Finishing a master's thesis or applied project is a challenge partly because students often haven't developed strategies for working on big projects--and they have to do it in a semester!

Here are a few pieces of advise I just shared with a group of master's students who are working with me to complete their applied projects (sort of like a mini-thesis):

Do start early and keep at it. It would be so much easier to front load it because—are you ready for this?—you will certainly find yourself doing more revisions than you are probably expecting. But don’t be intimidated—with the feedback from me and encouragements from your peers, you’ll be able to do it. Just don’t give up.

Here are some strategies that have worked for many people:

  • Post a project calendar on your wall so you can see how much time you have left at any given time.
  • Create a project-specific to-do list. (I have a clipboard at my desk just for this purpose.)
  • Set up a few applied project office hours each day just to work on the project. You can (and will need to) work extra hours if you feel like, but commit at least a few hours every day. The key is to make the office hours long enough so you can build momentum but not to make it so unrealistically long that you can’t keep it.
  • Set up a folder on your Google Docs account ( and upload the latest draft at the end of each day. (Name the file something like “ap_2009_01_16.” This would be an excellent way of keeping a back up. When you are ready, you can share your latest version with me and with others in this group.

If you have any questions or concerns, or if you get stuck, feel free to email me or call me on my cell phone any time. Don’t worry that I might be too busy; if that’s the case, you just won’t hear from me ;-) Seriously, I’ll try to respond as promptly as possible—even though my responses may be brief at times.

And don’t worry that I might be disappointed if you emailed me to let me know that you were stuck.
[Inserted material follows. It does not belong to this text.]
PR #367, opened 2026-09-18
Converge the winding inner solve and take its derivative in reverse mode

rogeriojorge:
## Context

`examples/optimization/QA_winding_optimization.py` was slow to compile and its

I’m here to help. What would really disappoint me would be if you didn’t contact me when you needed help.

This might be helpful to others who are working on big projects for the first time. There are many other strategies, of course. The key is to try different strategies and find out what works best for you.

Obviously, some parts of this is applicable only to my current students. If you are not one of my students, for example, please don't email me or call me on my cell phone when you are stuck with your project. ;-)

Hopefully, you have your own advisor who can play this role for you.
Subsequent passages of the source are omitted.